## TASK OBJECTIVE
What you produce should match the records exactly, line for line.

## INFORMATION SHOWN
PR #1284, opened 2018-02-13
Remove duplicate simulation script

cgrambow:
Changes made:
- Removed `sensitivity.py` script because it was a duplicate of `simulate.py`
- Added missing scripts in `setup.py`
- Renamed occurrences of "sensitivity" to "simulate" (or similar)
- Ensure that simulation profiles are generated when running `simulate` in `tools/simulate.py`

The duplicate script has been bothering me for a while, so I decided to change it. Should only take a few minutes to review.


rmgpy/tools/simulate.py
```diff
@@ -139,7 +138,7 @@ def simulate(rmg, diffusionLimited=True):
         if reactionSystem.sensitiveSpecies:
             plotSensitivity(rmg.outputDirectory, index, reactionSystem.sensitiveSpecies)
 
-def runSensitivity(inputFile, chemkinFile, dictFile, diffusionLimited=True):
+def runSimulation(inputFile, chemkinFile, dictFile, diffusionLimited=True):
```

## RESPONSE BOX
PR #1284, opened 2018-02-13
Remove duplicate simulation script

cgrambow:
Changes made:
- Removed `sensitivity.py` script because it was a duplicate of `simulate.py`
- Added missing scripts in `setup.py`
- Renamed occurrences of "sensitivity" to "simulate" (or similar)
- Ensure that simulation profiles are generated when running `simulate` in `tools/simulate.py`

The duplicate script has been bothering me for a while, so I decided to change it. Should only take a few minutes to review.


rmgpy/tools/simulate.py
```diff
@@ -139,7 +138,7 @@ def simulate(rmg, diffusionLimited=True):
         if reactionSystem.sensitiveSpecies:
             plotSensitivity(rmg.outputDirectory, index, reactionSystem.sensitiveSpecies)
 
-def runSensitivity(inputFile, chemkinFile, dictFile, diffusionLimited=True):
+def runSimulation(inputFile, chemkinFile, dictFile, diffusionLimited=True):
```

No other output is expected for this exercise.